# Is GBA TV Tuner compatible with NDS?



## cBcSteve (Nov 17, 2006)

Is GBA TV Tuner compatible with NDS?

So does anyone know or tried?

this is what it is for those who don't know
http://www.success-hk.com/review/gbatvtuner/index2.htm


----------



## FAST6191 (Nov 17, 2006)

No idea whether it works or not but Nintnedo did announce a TV tuner specifically for the DS a while back along with the browser, I do not know what became of it though.


----------



## cBcSteve (Nov 21, 2006)

yeah I know about that one but its probably gonna be the same quality as the GBA maybe or who knows but yeah news about it seems to be quiet


----------



## tetsuya (Nov 21, 2006)

I have this tuner.
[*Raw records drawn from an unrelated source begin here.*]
PR #4545, opened 2021-03-04
confusion quel

Rebecca-auque:
quel que

### DIFF
--- a/languagetool-language-modules/fr/src/main/resources/org/languagetool/rules/fr/grammar.xml
+++ b/languagetool-language-modules/fr/src/main/resources/org/languagetool/rules/fr/grammar.xml
@@ -10236,7 +10236,7 @@ though, and has since been slightly modified)-->
                   <token min="0">en</token>
                   <token>soient</token>
                   <token postag="D [me] p" postag_regexp="yes"/>
-                  <token postag="N m p"/>
+                  <token postag="N m p"><exception postag="N f p"/></token>
               </pattern>
               <message>Une erreur semble être détectée dans cette phrase. Souhaitez-vous écrire <suggestion>quels</suggestion> ?</message>
               <example correction="quels">Ils les supprimeront <marker>qu'elle</marker> que soient les noms.</example>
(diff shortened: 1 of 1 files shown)


languagetool-language-modules/fr/src/main/resources/org/languagetool/rules/fr/grammar.xml
```diff
@@ -10181,6 +10181,68 @@ though, and has since been slightly modified)-->
...
+                  <token min="0">en</token>
+                  <token>soit</token>
+                  <token postag="D [me] s" postag_regexp="yes"/>
+                  <token postag="N m s"/>
+              </pattern>
+              <message>Une erreur semble être détectée dans cette phrase. Souhaitez-vous écrire <suggestion>quel</suggestion> ?</message>
+              <example correction="quel">Il le fera <marker>qu'elle</marker> que soit son statut.</example>
+              <example correction="quel">Il le fera <marker>quelle</marker> qu'en soit son problème.</example>
+          </rule>
+          <rule>
```
udomai, line 10229: FP in the rule editor:

> Quelles que soient les teneurs en uranium des milieux, …

(When it means "level (of content)", it's "la teneur", n'est-ce pas ? The word is correctly labelled as both `N m s` and `N f s`, so a simple exception for that in your last token will do. Logically, it should make sense in the first subrule as well.

udomai (changes requested):

languagetool-language-modules/fr/src/main/resources/org/languagetool/rules/fr/grammar.xml
Rebecca-auque: I added the exception to this subrule. I think that in the other subrule, the m/f is clearly stated so an exception is not needed.

udomai:
This commit came with an older version of the grammar.xml. Merged only new rule here: c6db0f1a411bd020b1c0751b74f3cdbc5f17aaec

It doesnt fit my ds lite.


----------



## cBcSteve (Nov 21, 2006)

Thanks dude thats the exact answer I was looking for


----------



## imgod22222 (Nov 22, 2006)

looks ugly.


----------



## Apache Thunder (Jun 29, 2008)

To answer the original question. Yes it does work. You do however need to modify its shell so that the curbed parts are removed (not to hard actually, you take the top half off and simply brake them off, just put tape over the exposed eletronics so that you don't accidentally short it out). It will then allow the use of a DS or DS lite.

I did this my self and it works. The only downside is that it wasn't physically designed for the DS or the GBA SP, so the little stand will be useless if you use this with a DS or GBA SP. Even with the DS, this still requires that you insert a GBA cartridge into it. On the plus side, the stand works great for my digital camera (since the screw in port is the same size and such) so I didn't have to just toss it in the trash.

Now if someone were to make a DS homebrew app that can boot the tuner, now that would be awesome! It still shows up on the DS when a GBA cartride isn't put in (it shows up as a DS option pak), so it may be possible for DS homebrew apps to access the GBA tuner much like it can with the opera expansion pack and USB linkers and such, so I don't see why it can do the same with this.

As for the official tuner in Japan, it won't work here in the USA since the tuner only works with Japan's DTV system which is different then the ATSC standard. So as of now, we have to wait for Nintendo to port it to the US, which at the moment wouldn't be difficult since changing it to work with ATSC DTV would require minimal hardware changes/software changes.


----------



## Hadrian (Jun 29, 2008)

Woah grave digging ahoy!


----------